Take the entries below and print only the lines from the one with "python-base AS lean" through the one with "# setup.py uses", exactly as they stand, both ends included.

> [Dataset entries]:
++++++++++

PR #29609, opened 2024-07-16
feat: add a script to check environment software versions

mistercrunch:
quick utility to check environment requirements. Written with GPT's help, versions pretty open-ended for now but could become more specific as we go.
```
$ ./scripts/check-env.py
Status Software                  Version Found             Ideal Range               Supported Range
==============================================================================================================
✅ python                    3.10.13                   3.10.0 - 3.10.999         3.9.0 - 3.11.999
✅ npm                       10.5.2                    10.0.0 - 999.999.999      10.0.0 - 999.999.999
✅ node                      v18.20.0                  18.0.0 - 18.999.999       18.0.0 - 18.999.999
✅ docker                    26.1.4                    20.10.0 - 999.999.999     19.0.0 - 999.999.999
✅ docker-compose            2.28.1                    2.28.0 - 999.999.999      1.29.0 - 999.999.999
✅ git                       2.44.0                    2.30.0 - 999.999.999      2.20.0 - 999.999.999
✅ Memory: 16.00 GB
```

Seems it'd be useful for maintainers to point to the script and tell people to make some assertion on their environment. There's a whole class of confusing errors that can be weeded with something like this.

### DIFF
--- a/Dockerfile
+++ b/Dockerfile
@@ -57,10 +57,11 @@ RUN npm run build-translation
 RUN rm /app/superset/translations/*/LC_MESSAGES/*.po
 RUN rm /app/superset/translations/messages.pot
 
+FROM python:${PY_VER} AS python-base
 ######################################################################
 # Final lean image...
 ######################################################################
-FROM python:${PY_VER} AS lean
+FROM python-base AS lean
 
 WORKDIR /app
 ENV LANG=C.UTF-8 \
@@ -89,6 +90,7 @@ COPY --chown=superset:superset pyproject.toml setup.py MANIFEST.in README.md ./
 # setup.py uses the version information in package.json
 COPY --chown=superset:superset superset-frontend/package.json superset-frontend/
 COPY --chown=superset:superset requirements/base.txt requirements/
+COPY --chown=superset:superset scripts/check-env.py scripts/
 RUN --mount=type=cache,target=/root/.cache/pip \
     apt-get update -qq && apt-get install -yqq --no-install-recommends \
       build-essential \
--- a/docker-compose.yml
+++ b/docker-compose.yml
@@ -25,6 +25,7 @@ x-superset-user: &superset-user root
 x-superset-depends-on: &superset-depends-on
   - db
   - redis
+  - superset-checks
 x-superset-volumes: &superset-volumes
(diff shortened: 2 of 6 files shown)


rusackas:
Maybe this is the right time to add a check for sufficient system and Docker memory allocation?

mistercrunch:
Yes that sounds reasonable though might require a bit more thinking as to how we structure/section things. Seems we need both a:
-  "host requirements for docker-compose environment" where we check whether the version of docker, docker-compose and resource allocation look dandy
- "requirements for a local dev env" where we just look at the current env and whether its fine

I guess ultimately its more or less the same script and its about whether we run in on the host or in-docker

mistercrunch:
@rusackas I bumped node to 20

Screenshot 2024-08-22 at 4 48 03 PM

but generally should help support PRs like this one, it's really just a single/simple utility script that should prove useful

rusackas:
Can this be triggered in `docker-bootstrap.sh` or `docker-init.sh` or something like that?

rusackas:
> @rusackas I bumped node to 20

Awesome... the repo has already been bumped everywhere else I can find... I'll reference this change in [that PR](https://github.com/apache/superset/pull/29988) for the next go-round.

rusackas (commented):
Excited to merge this... and then trying to add it to the Dockerfile (or one of the aforementioned scripts, but it _seems like_ Dockerfile is the right place). 

Rather than hard-coding all the versions in here, shall we make them more dynamic? For example, the node version could be extracted from "engines" in `package.json`

mistercrunch:
I think it belongs in `docker/docker-init.sh`, but we need to add it to the `depends_on` so all other processes depend on it. Also need to either `COPY` scripts inside docker or mount it. I started a branch but ran into all sort of other docker/npm/node/disk-space, more roadblocks-than-a-road-can-fit issues

rusackas (approved):
Oh, I'd forgotten about this! I guess it could also check for certain OS dependencies, like that `zstd` lib that has been causing trouble for some folks.

mistercrunch:
Right for os-level deps, seems the right approach would be to do in-python, with dummy/minimal function that would raise if os-level-dep is missing. 

```python
def test_ zstd():
    import  zstd
    zstd.do_something_that_will_raise_os_dep_isnt_installed()
 ```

++++++++++

> [WRITTEN SOLUTION]:
+FROM python-base AS lean
 
 WORKDIR /app
 ENV LANG=C.UTF-8 \
@@ -89,6 +90,7 @@ COPY --chown=superset:superset pyproject.toml setup.py MANIFEST.in README.md ./
 # setup.py uses the version information in package.json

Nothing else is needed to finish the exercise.